クラス代表決定戦の翌日。
夕食後の自由時間、五十嵐は一人第四アリーナ整備室で日本国防軍第三世代IS“紫電”の整備を行っていた。
本来なら寮から遠くにある整備室での整備は夕食前までにして自由時間を満喫するのが普通だが、国防軍の試作ISをあまり見られたくないのと日本代表候補生に妨害されるのを嫌い夕食後の自由時間に整備をしていた。
自由時間と言っても一ヶ月毎の報告書作成と銃の整備、運動ぐらいしかやることない五十嵐には問題は無かった。
五十嵐は整備マニュアルに従って十式55口径120mm狙撃銃の整備を行う。
長いクリーニングロッドを組み立て砲口から入れて砲身内に残った砲弾の発射火薬の燃えカスや発射薬が燃えてできた煤を拭き取る。

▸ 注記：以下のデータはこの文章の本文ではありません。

PR #2273, opened 2021-06-22
Remove pre-commit from GHA

minrk:
runs on pre-commit.ci now

leaves shellcheck in there, which requires additional dependency and is run separately

It would be nice to bring shellcheck in so that it works like everything else. It can run in docker, but also needs the entrypoint wrapper in https://github.com/gruntwork-io/pre-commit/blob/HEAD/hooks/shellcheck.sh

### DIFF
--- a/.github/workflows/test-chart.yaml
+++ b/.github/workflows/test-chart.yaml
@@ -43,7 +43,6 @@ jobs:
           pip install chartpress yamllint
 
       - uses: pre-commit/action@v2.0.3
-      - uses: pre-commit/action@v2.0.3
         with:
           extra_args: --config .pre-commit-config-shellcheck.yaml
 


consideRatio:
Why do you want it on pre-commit instead? Without a benefit, i figure it would just increase the complexity without benefit by becoming another way to inspect a failure and inspect the CI logic etc.

minrk:
Sorry, forgot to link https://github.com/jupyterhub/team-compass/issues/379 . The pre-commit [action](https://github.com/pre-commit/action) is also officially deprecated in favor of using pre-commit.ci. I don't expect that to be an issue, as running pre-commit manually instead of via a custom action is not a problem.

consideRatio:
No worries @minrk! So far so good with using pre-commit.ci, I had to disable the `helmlint` pre-commit hook we used as that relies on `helm` being available in the system which pre-commit.ci wouldn't have. I also had to make use of the jupyterhub/chartpress defined pre-commit hook as that made sure chartpress was installed and wasn't assumed to be available in the system already.

minrk:
I wonder if we should make our own pre-commit-hooks repo on this org so that we can have pre-commit hooks that ensure things like helmlint, etc. are installed. Then we'd have a place to make shellcheck run its auto-fixer as I did [here](https://github.com/minrk/simula-summer-school/blob/main/shellcheck-fix)

consideRatio:
The key thing to answer to accomplish that I think is: how can we make a pre-commit hook defined in some repo referenced from some pre-commit-config elsewhere make a binary like `helm` or `shellcheck` be installed - and not only a python or similar package.

Alternatively, if not any kind of binary can be installed, then perhaps we can find a way to install the specific binaries we want, like `helm` which is a GoLang binary at least.

minrk:
Lots of pre-commit repos vendor files, as the simplest route. Works well for single binaries like most stuff in the go/kube/helm world. See, for example [shellcheck-py](https://github.com/shellcheck-py/shellcheck-py) a repo created by the pre-commit author specifically for the purpose of easy env installation of shellcheck.

PR #2276, opened 2021-06-23
Corrected scheduler rbac custom naming

### LINKED ISSUE #2275: User-scheduler role-binding uses hardcoded service-account name
### Bug description
User-scheduler role-binding has hardcoded `user-scheduler` in the Service-Account name. If the name is overridden - the scheduler cannot connect to kube-api.

#### Expected behaviour
Jupyterhub should be able to work from the box with customized names.

#### Actual behaviour
No user pods could be scheduled, because scheduler is not authorized to connect to kube-api

### How to reproduce
Try to release helm chart with parameter `fullnameOverride: jupyterhub-1`

### Your personal set up
```
Kubernetes: v1.19.7
Helm: v3.6.0
Jupyterhub chart: 0.11.1-1.0.0
```

v1r7u:
Closes #2275

### DIFF
--- a/jupyterhub/templates/scheduling/user-scheduler/rbac.yaml
+++ b/jupyterhub/templates/scheduling/user-scheduler/rbac.yaml
@@ -203,7 +203,7 @@ metadata:
     {{- include "jupyterhub.labels" . | nindent 4 }}
 subjects:
   - kind: ServiceAccount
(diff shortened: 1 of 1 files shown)


consideRatio:
Nice catch!! Thanks @v1r7u!!!

PR #2287, opened 2021-06-24
Add changelog for 1.0.1

consideRatio:
This is the first release since 1.0.0, and now when we can bump both the minor and patch version I'm not so confident on what version makes sense to bump, but I think this should be considered a patch release as its mostly docs and bugfixes.

But for example, if it would bump kubespawner from some minor version to another, then we should perhaps bump the Helm chart a minor version as well? But, perhaps when nbgitpuller is bumped from 0.9 to 0.10 we don't, because its part of singleuser-sample rather than something that provides core functionality?

### DIFF
--- a/CHANGELOG.md
+++ b/CHANGELOG.md
@@ -4,6 +4,44 @@ Here you can find upgrade changes in between releases and upgrade instructions.
 
 ## [1.0]
 
+### [1.0.1] - 2021-06-25
+
+#### Bugs fixed
+
+- Relax hub.db.type schema to accept unknown database types [#2285](https://github.com/jupyterhub/zero-to-jupyterhub-k8s/pull/2285) ([@consideRatio](https://github.com/consideRatio))
+- templates: quote namespace in case they are only contain numbers [#2284](https://github.com/jupyterhub/zero-to-jupyterhub-k8s/pull/2284) ([@consideRatio](https://github.com/consideRatio))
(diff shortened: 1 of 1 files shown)


minrk:
I don't think any changes in singleuser-sample should require a version bump, since that isn't used by actual deployments. It's just a reference example, and more akin to docs when it comes to API-sensitivity.

> if it would bump kubespawner from some minor version to another, then we should perhaps bump the Helm chart a minor version as well?

I think that's going to depend on the change. When we have a big bundle like this, I don't think we need to be extremely strict about semantic versioning, as it's only three numbers that distill *tons* of accumulated packages. If we've bumped kubespawner and it exposed an extra flag or two, I don't think we need to force a minor bump, patch is fine. If it's a truly new feature, especially one we expose and/or document *here*, then minor in the chart makes sense.

Taking a step back at semantic versioning to *why* we have three levels of changes:

- major: there's a good chance you need to change things to keep your deployment working, so read carefully, backup, and test before upgrading
- minor: there might be something new in here to look at, but anything that was working should keep working without modification
- patch: principally bugs fixed, nothing new *for most users*

I think it's also okay to think in terms of 'bigness'. A big change we don't *think* will break anything can still make a major release to signal its importance, etc.

minrk (approved):

consideRatio:
Thanks @minrk for reasoning aloud about this! I think what you say is very reasonable and i like the idea of allowing for some freedom of choice on the version rather than stricly commiting to act in a certain way based on some ruleset.

sgibson91 (approved):
LGTM! And I agree with @minrk's semver discussion above. Great work!

consideRatio:
Thanks @sgibson91! I'll go for a release!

背後から気配を感じて、ホルスターから9mm拳銃を抜いて振り返る。
「きゃ!」
銃口を向けた先には眼鏡を掛け、髪を後ろで纏めた女子生徒が驚いて床に尻餅をついていた。
「お前は誰だ?」
「わ、私は二年の黛薫子!し、新聞部の副部長をしているの!」
女子生徒は銃を向けられて、焦った様子で喋る。
五十嵐は害は無い生徒だと思い、銃口を下げてホルスターに仕舞った。
「...私をあんな馬鹿な代表候補生と一緒にして欲しくないな...あと、これ名刺。」
「...それで何の用ですか?」
名刺を胸ポケットに仕舞うと、工具箱を置いた机に体を向けた。
黛は何時もの通りに戻ったのかボイスレコーダーを向けて、無邪気な子供の様な瞳を向けた。

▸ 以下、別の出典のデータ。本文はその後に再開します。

PR #2446, opened 2021-10-19
idle-culler: fix the new restricted scopes to include read:servers

consideRatio:
Thank you @snickell for catching this and reporting it very clearly from https://github.com/jupyterhub/jupyterhub-idle-culler/issues/40!!! :heart: :tada:


snickell:
@consideRatio absolutely, I'm sitting riveted as my CI build progresses 😹 just a littttttttle longer until bed...... ;-)

PR #2474, opened 2021-11-04
docs: fix failure to show correct version

consideRatio:


doc/source/conf.py
```diff
@@ -35,21 +35,6 @@ def setup(app):
 # -- Referencable variables --------------------------------------------------
 
 
-def _get_latest_tag():
```
consideRatio, line 38: This was used to set a variable, which in turn was never used. Let's instead rely on chartpress logic to extract something in a consistent manner.

PR #2489, opened 2021-11-16
Fix docs typo

mriedem:
Following [1] and other instances in the same doc
this fixes the typo on the env var to set to use
jupyter-server in the singleuser server pod.

Also make the retro example set the env var value
in a quotes since it's a string.

Also fix the docs linkcheck job failure while in here.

その瞳を見たときあの“空爆”を思い出して、足元の危うくなるような不安が襲った。
「世界で初めて通常兵器でISを撃墜した新入生にインタビューしようと思って!」
五十嵐は顔を背けると帰るように促した。
「俺は日本国防海軍の軍人だ、話せるような事は何もない。それに俺と関わると面倒なことになる。」
そう言われた黛は五十嵐に見せるように電源を消してボイスレコーダーを仕舞う。
「じゃあオフレコということにしよう!」
「オフレコ?」
初めて聞いた言葉に驚きの表情を見せると黛はにっこりとした。
「君は案外いい表情するね。それでオフレコは私と君の間で話した内容を一切公開しないこと。この取材は私の単なる趣味だから公開することはしない。なんならボイスレコーダーや筆記用具を君に渡してもいいよ。」
「...いいです。機密に当たるものは一切喋りませんがそれでもいいですか?」
「それでいいよ、まずここでの学園生活はどう?」
「特に何もありません。ただ言えることは戦場よりマシとだけ。」
「少しは楽しんだほうがいいよ、君は織斑くんとは雰囲気が違うけど美形なんだからもったいないよ。みんながあの代表候補生達みたいじゃないから、政府の発表から代表候補生以外は君に興味を示しているよ。」
確かに政府が日韓戦争の情報を公表してから周りの雰囲気が変わった。
日本代表候補生が五十嵐の教科書を燃やそうとした際は他の生徒が阻止して教師に突き出し、特に海外組の生徒から食堂で一緒に食事を食べようと誘いが来た。
五十嵐としては日本代表候補生達の攻撃に巻き込むようなことになるのでやめて欲しいところであった。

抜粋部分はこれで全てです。